Extracted records
################

Issue #391, opened 2022-03-14
Write text transformation function for pdf2text output to index


kdutia:
Also includes amending e.g. list outputs from the postprocessing tasks.

PR #392, opened 2022-03-15
Feat 355 group semantic lists

stefl14:
@kdutia

Pushing for visibility. Still a few TODOs sitting around that it'd be good to get some commentary on, plus I haven't merged in @joel-wright changes yet, waiting for it to be merged into dev.

@joel-wright you can see the nested json's fairly ugly (logic in _group_list_element method).

Class mainly a namespace atm (lots of static methods with not mutable state), but left it this way for stylistic consistency atm and possible extensibility with other features.


pipeline/processor/postprocessor.py
```diff
@@ -0,0 +1,268 @@
...
+        """
+        new_custom_attributes = {new_attribute: True}
+        if text_block["custom_attributes"] is not None:
+            text_block["custom_attributes"].update(new_custom_attributes)
+        else:
+            text_block["custom_attributes"] = new_custom_attributes
+        return text_block
+
+    @staticmethod
+    def _postprocess_list_grouped_page(text_blocks: List[dict]) -> dict:
```
kdutia, line 99: Maybe this function would be better renamed to something along the lines of `_remove_unmerged_lists`, as it seems to do only that?

kdutia, line 99: Maybe this function would be better renamed to something along the lines of `_remove_unmerged_lists`, as it seems to do only that?

pipeline/processor/postprocessor.py
```diff
@@ -0,0 +1,268 @@
...
+                            #  validate the assumption that the previous block is context by pretty printing the list
+                            #  when coding.
+
+                            # Heuristic: If the list block is adjacent to the previous list block and the current
+                            # list id was unpopulated and the start of this conditional, assume we are on the same
+                            # list but on a new page, appending the appropriate metadata to custom attributes. We
+                            # likely need to add some logic to handle the case where the list is more than 1 element
+                            # away because of garbage text blocks at the end of the page. But for now this may be
+                            # good enough.
+                            # TODO: Perhaps add some more nuance here, as another possibility is that it's contiguous
```
kdutia, line 216: Not sure what you mean by this?

pipeline/processor/postprocessor.py
```diff
@@ -0,0 +1,268 @@
...
+                                )
+
+                        dd[current_list_id].append(text_block)
+                        prev_list_ix += 1
+                    else:
+                        new_text_blocks.append(text_block)
+                else:
+                    new_text_blocks.append(text_block)
+                previous_block = text_block
+                blocks_seen += 1
```
joel-wright, line 235: it's not clear to me why this is being pre- and post-incremented in the loop

pipeline/processor/postprocessor.py
```diff
@@ -0,0 +1,268 @@
...
+                    list_group = self._find_first_occurrence(
+                        self.regex_pattern, text_block["path"]
+                    )
+                    if list_group:
+                        current_list_id = f"{ix}_{list_group}"
+                        # Handle the case where we have a new list at the beginning of a page and where
+                        # the previous list block is assumed context.
+                        if (
+                            text_block["text_block_id"].split("_")[1] == "b1"
+                        ) and previous_block:
```
joel-wright, line 197: I don't understand how this test works; if the text block we're currently holding is the first element on a page, aren't we guaranteed that `previous_block` is `None`?

joel-wright:
I think I need to spend more time with the example data you send to properly understand what's going on here!

stefl14:
@kdutia This has become a rather convoluted branch at this point, which is mostly an artefact of my constantly discovering new interdependencies between features and bugs along the way. I've merged changes in hyphenation and style processing together
with the list processing stuff in this branch. 

To signpost things a little, at the moment reformat_adobe_output.py calls a text styling
post processor, then the hyphenation processor, and finally the list grouping processor. This ordering solved most of the obvious problems. I keep finding new issues and edge cases, but at this point it's likely best to stop developing as the code will
almost certainly become less comprehensible to anyone who isn't me, and this is likely to be an iterative testing process over
time anyway when we actually use it, so will stop engineering.

Code quality could certainly be a lot better, so have at it with comments if something isn't comprehensible or should be refactored.

pipeline/processor/postprocessor.py
```diff
@@ -0,0 +1,634 @@
...
+
+        """
+        x_min = min(coord[0][0] for coord in coords)
+        y_min = min(coord[1][1] for coord in coords)
+        x_max = max(coord[1][0] for coord in coords)
+        y_max = max(coord[3][1] for coord in coords)
+        return [[x_min, y_min], [x_max, y_min], [x_min, y_max], [x_max, y_max]]
+
+
+class HyphenationPostProcessor:
```
stefl14, line 33: This class relies on english words library to decide how to deal with hyphenation. Not robust to
other languages. Any ideas on how to deal with this?

pipeline/processor/postprocessor.py
```diff
@@ -0,0 +1,634 @@
...
+            if merged_block_text == []:
+                merged_block_text = text_block["text"]
+            else:
+                merged_block_text[-1] = merged_block_text[-1] + text_block["text"][0]
+                merged_block_text += text_block["text"][1:]
+
+            # Append style metadata that will later be added to custom attributes for text block.
+            if block_styling:
+                last_style_ix = len(merged_block_text[0].strip()) - 1
+                style_spans.append(
```
stefl14, line 182: Spacy styling here, as discussed. Turned out to be much simpler. Do we want to do something similar for lists? At the moment, the I've formatted lists in 2 ways - with html -esque formatting in the text block itself and with pretty printing in the metadata.

pipeline/pyproject.toml
```diff
@@ -10,6 +10,9 @@ PyPDF2 = "^1.26.0"
 pdfservices-sdk = "^1.0.1"
 navigator = {path = "../common", develop = true }
 tqdm = "^4.62.3"
+numpy = "^1.22.3"
+pandas = "^1.4.1"
+english-words = "^1.1.0"
```
stefl14, line 15: only handles english.

pipeline/processor/postprocessor.py
kdutia: Maybe using a dataset accessible from `nltk.corpus` could be better, e.g. [wordnet](https://www.nltk.org/howto/wordnet.html)? NLTK also contains corpora in other languages we could extend to later, but the language issue isn't too big a deal for now as Adobe Extract is only English language.

pipeline/processor/postprocessor.py
kdutia: I think lists make sense as one line (string in `TextBlock.text` list) per bullet - how would you imagine using this styling approach for lists?

Lists were structured pretty well last time I saw the code (haven't checked this time though). As far as I can remember the only potentially outstanding issue was nested lists.

pipeline/pyproject.toml
kdutia: I suggest you use nltk as above - you'll likely need to add [`nltk.download("wordnet")`](https://stackoverflow.com/questions/68718901/what-does-nltk-downloadwordnet-accomplish) or similar to the Dockerfile too.

pipeline/processor/postprocessor.py
```diff
@@ -0,0 +1,634 @@
...
+
+import pandas as pd
+from english_words import english_words_set
+
+from pipeline.extract.document import Document, TextBlock
+
+
+class PostProcessor:
+    @staticmethod
+    def _minimal_bounding_box(coords: List[list]) -> list:
```
kdutia, line 15: Typing could be more specific here

pipeline/processor/postprocessor.py
```diff
@@ -0,0 +1,634 @@
...
+                    li[ix] = word_fragment + l
+                # Reset.
+                current = None
+            if regex_match:
+                # Strip matching regex from the end of the string.
+                li[ix] = l[: regex_match.start()]
+                current = regex_match[0]
+        return li
+
+    def process(self, contents: dict) -> dict:
```
kdutia, line 80: For the `process` methods, I'm thinking that even if the underlying logic operates on dicts, they should still take and receive `Document` objects? This way, if we add field validation to the `Document` class it's automatically built into the postprocessors.

It should be pretty easy to define a `Document.to_dict()` method based on `Document.save_json()`. I'm not sure about the effort involved in a `Document.from_dict()` classmethod though, or how much effort it would take to input and output `Document` objects through your code. Happy for you to make the call on this.

kdutia:
@stefl14 Looks good - I think some tests on each postprocessor will help explain to others/us in future what each of them does.

On your points:
* I wouldn't worry too much about non-english for now but I've suggested you use wordnet and NLTK anyway, as it's a widely used dictionary and NLTK supports other languages. Our language skills might prove the biggest challenge when we start to try to identify hyphenated words in other languages ;)
* As mentioned in an inline comment I think it'd be really useful if each processor inputs and outputs a `Document` object, which should be pretty easily doable using `Document().to_dict()` and `Document.from_dict()` methods. I'm not sure how simple the latter is though, so don't spend too much time on it if it proves a hassle.

pipeline/processor/postprocessor.py
stefl14: @kdutia  Yes so I refactored it a bit. Nested lists are handled now with html-esque tags (so in my formatting there is
li1, li2, etc at the moment, and nesting is dealt with via tabulation and detabulation in the pprint function. Should be relatively easy to refactor the html-esque styling into something else with what I've got now if need be.

As far as the text goes, there is one line per bullet as you suggest, but I have something like <Lbl>(a)<\Lbl><Lbody>...<\Lbody>. ofc I could have normalised the labels but thought in some cases knowing an (a) from a bullet is useful, though though metadata on nesting level is probably enough.

There are still some issues the logic occasionally hits like deciding whether to interpret a span as a bullet or italics in a list body, as both cases occur. But since I kept finding issues like this that crop up occasionally, I've ignored them as I don't have true visibility on how common they are (quite hard to tell without manual work).

kdutia: Let's not worry about edge cases for now. We'll have a better grip on how prevalent they are when we run these postprocessing steps on the whole corpus, and we can do that in #391.

Maybe it's worth creating a github markdown or Notion page giving examples of inputs and outputs for each of the steps, with some of the details you've mentioned here? I get the gist of your comments but am finding it hard to visualise them without examples, which probably means we'll find these comments hard to decode in a couple of months too.

stefl14: Yep definitely agree, will set up a notion page.

pipeline/processor/postprocessor.py
stefl14: Easy fix, added a bunch of class methods to handle.

pipeline/processor/postprocessor.py
```diff
@@ -0,0 +1,634 @@
...
+from copy import deepcopy
+from typing import List, Dict, Optional
+
+import pandas as pd
+from english_words import english_words_set
+
+from pipeline.extract.document import Document, TextBlock
+
+
+class PostProcessor:
```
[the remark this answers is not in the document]
stefl14: Done.

pipeline/extract/document.py
```diff
@@ -123,7 +127,30 @@ def save_text(self, text_filepath: Path):
         with open(text_filepath, "wt") as f:
             f.write(self.to_string())
 
+    @classmethod
+    def from_dict(cls, json_dict: dict) -> "Document":
+        """Load a document from a dictionary"""
+        for page in json_dict["pages"]:
```
stefl14, line 133: Fixed bug where the text blocks within pages were not conforming ot the Doc>Page>TB format.

pipeline/extract/document.py
```diff
@@ -123,7 +127,30 @@ def save_text(self, text_filepath: Path):
...
+            page["text_blocks"] = [TextBlock(**block) for block in page["text_blocks"]]
+        return cls(
+            pages=[Page(**page) for page in json_dict["pages"]],
+            filename=json_dict["filename"],
+        )
+
     @classmethod
```
stefl14, line 140: Implement method to convert from json to document.

pipeline/reformat_adobe_output.py
```diff
@@ -0,0 +1,47 @@
+import argparse
```
stefl14, line 1: Just a simple CLI for running locally. Can refactor and add s3 option if needed but didn't bother for now as it's super quick and can be ran locally for now.

pipeline/test/test_processor.py
```diff
@@ -0,0 +1,790 @@
...
+def adobe_text_styling_postprocessor() -> AdobeTextStylingPostProcessor:
+    return AdobeTextStylingPostProcessor()
+
+
+@pytest.fixture
+def adobe_hyphenation_postprocessor() -> HyphenationPostProcessor:
+    return HyphenationPostProcessor()
+
+
+def test_hyphenation_postprocessor_rewrap_hyphenated_words(document):
```
stefl14, line 39: I deliberately chose an example that this processor doesn't handle perfectly to illustrate some of the arbitrariness of the Adobe results (see comments).

pipeline/test/test_processor.py
```diff
@@ -0,0 +1,788 @@
...
+def adobe_text_styling_postprocessor() -> AdobeTextStylingPostProcessor:
+    return AdobeTextStylingPostProcessor()
+
+
+@pytest.fixture
+def adobe_hyphenation_postprocessor() -> HyphenationPostProcessor:
+    return HyphenationPostProcessor()
+
+
+def test_hyphenation_postprocessor_rewrap_hyphenated_words(adobe_hyphenation_postprocessor):
```
stefl14, line 39: I deliberately used a case here that has some arbitrary problems (truncating at hyphens for some blocks, not others). The functionality I'm testing still passes, but I thought it would be useful to show just how arbitrary the Adobe API's outputs can be. This can also be seen in some other test cases. See comments for more detail.

pipeline/test/test_processor.py
```diff
@@ -0,0 +1,788 @@
...
+    expected_output_2 = "L"
+    actual_output_2 = adobe_list_postprocessor._find_first_occurrence(regex, input_2)
+    assert actual_output_2 == expected_output_2
+    # Case 3: No matching regex.
+    input_3 = ["Document", "P"]
+    actual_output_3 = adobe_list_postprocessor._find_first_occurrence(regex, input_3)
+    assert not actual_output_3
+
+
+def test_adobe_text_styling_merge_test_blocks(adobe_text_styling_postprocessor):
```
stefl14, line 101: If you visit the actual document from the test case, it shows that the logic isn't particularly useful in this particular case. As above, I chose this case to further illustrate the combinatorial possibility of cases to deal with in the Adobe API. Nevertheless, tested functionality passes.

pipeline/test/test_processor.py
```diff
@@ -0,0 +1,788 @@
...
+        "<Lbl>(2)<\\Lbl><LBody>The failure of a licensee to promptly inform the P.P.U.C. in writing of any technical changes to the renewable energy system that affects any of the above may, at the P.P.U.C. discretion, result in a fine of not more than two hundred dollars ($200).<\\LBody>\n\n<\\li2>\n",
+        "<Lbl>(c)<\\Lbl><LBody>shall, at its own-expense, make available to each of its eligible customer generators who have installed a net metering system the meter (or set of meters) that is needed to determine the net flow of electricity both into and out of the electricity grid;<\\LBody>\n\n<\\li1>\n",
+    ]
+
+    actual_out = adobe_list_postprocessor._format_semantic_lists(in_df)
+    assert actual_out == expected_out
+
+
+def test_adobe_list_processor_pprinter(adobe_list_postprocessor):
```
stefl14, line 396: This test is more so you can just see what the pretty printed output would look like (if used by, say, the API) when running the test suite with the arguments -rP

pipeline/extract/document.py
kdutia: Could this use `from_dict` after `data = json.load(f)`?

pipeline/processor/postprocessor.py
```diff
@@ -0,0 +1,663 @@
...
+                    new_string += f"<LBody>{text}<\LBody>\n" + f"\n<\li{list_number}>\n"
+                else:
+                    new_string += f"<LBody>{text}<\LBody>\n"
+                lst.append(new_string)
+        return lst
+
+    @staticmethod
+    def _duped_line_reformatting(line: str) -> str:
+        """
+        Helper to remove duplication in pprinter method.
```
kdutia, line 383: It'd be good to be a bit more specific here about 'removing duplication' means

pipeline/processor/postprocessor.py
```diff
@@ -0,0 +1,663 @@
...
+    def process(self, doc: Document, filename: str) -> Document:
+        """
+        Parse the elements belonging to a list into a single block, including the list's introductory text.
+
+        Args:
+            filename:
+            doc: dict.
+
+        Returns:
+            A dictionary with values corresponding to a semantic block of a list (introductory context plus the list itself).
```
kdutia, line 657: I think this docstring needs updating

pipeline/processor/postprocessor.py
```diff
@@ -0,0 +1,663 @@
...
+            return "subscript"
+        elif text_block["custom_attributes"].get("TextDecorationType") == "Underline":
+            return "underline"
+        elif text_block["custom_attributes"].get("TextPosition") == "Sup":
+            return "superscript"
+        else:
+            return None
+
+    @staticmethod
+    def _add_text_styling_markers(text: str, styling: str) -> str:
```
kdutia, line 143: It looks like this method can be deleted as we're using the spacy-like styling objects now?

pipeline/processor/postprocessor.py
```diff
@@ -0,0 +1,663 @@
...
+        return contents
+
+
+class AdobeTextStylingPostProcessor(PostProcessor):
+    """
+    Some semantic passages have separate blocks for styling markers such
+    as underlines, superscripts and subscripts. We want to group such cases
+    into single contiguous blocks. However, we want to keep the styling information
+    because it's often relevant to semantics. For example, CO2 is often represented
+    using a subscript. For now, we keep everything and indicate the styling with
```
kdutia, line 111: I think the 'indicating the styling with HTML tags inline' part of this docstring needs updating

pipeline/test/test_processor.py
kdutia: 👍🏼

pipeline/processor/postprocessor.py
```diff
@@ -0,0 +1,663 @@
...
+    """Further processing of processed outputs from the Adobe API (handling cases not easily
+    handled by the API itself)."""
+
+    regex_pattern = r"L\[?\d?\]?$"
+
+    def __init__(self):
+        super(AdobeListGroupingPostProcessor, self).__init__()
+
+    @staticmethod
+    def _find_first_occurrence(regex_pattern: str, list_of_strings):
```
kdutia, line 285: As this method and the method below are always used to find the *list* occurrences, and are almost identical in their implementation, I'd suggest the following changes:
• rename `self.regex_pattern` to `self.list_regex_pattern`
• `_find_all_occurrences` -> `_find_all_list_occurrences`
• delete `_find_first_occurrence` and instead use `self._find_all_list_occurrences(list_of_strings)[0]` in your code. Alternatively rename `_find_first_list_occurrence` and set its implementation to use `_find_all_list_occurrences`

pipeline/test/test_processor.py
kdutia: this is great!

pipeline/test/test_processor.py
```diff
@@ -0,0 +1,788 @@
...
+                {"style": "underline", "start_idx": 21, "end_idx": 29},
+            ]
+        },
+    }
+
+    actual_output = adobe_text_styling_postprocessor.merge_text_blocks(example)
+    assert actual_output == expected_output
+
+
+def test_adobe_list_processor_semantic_lists(adobe_list_postprocessor):
```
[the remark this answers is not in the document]
kdutia: As discussed we might want to change the way we mark up list labels, list elements and lists in future, but the important thing for now is that we've got code that gives us these. This looks great.

pipeline/pyproject.toml
kdutia: Makes sense- Adobe can only handle English so we don't need to worry about building post-processors for other languages.

pipeline/reformat_adobe_output.py
kdutia: 👍🏼 I imagine we'll look at how we separate out the Adobe API call, `data_to_document` step and this with @joel-wright at a later date.

kdutia:
@stefl14 LGTM after comments and the remainder of the tests are resolved. Probably also worth checking it runs on the full corpus without failing if you haven't, before we merge it.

################

Your assignment:
Report how many lines above contain the string "visibility". Please write the number only.

Your solution:
2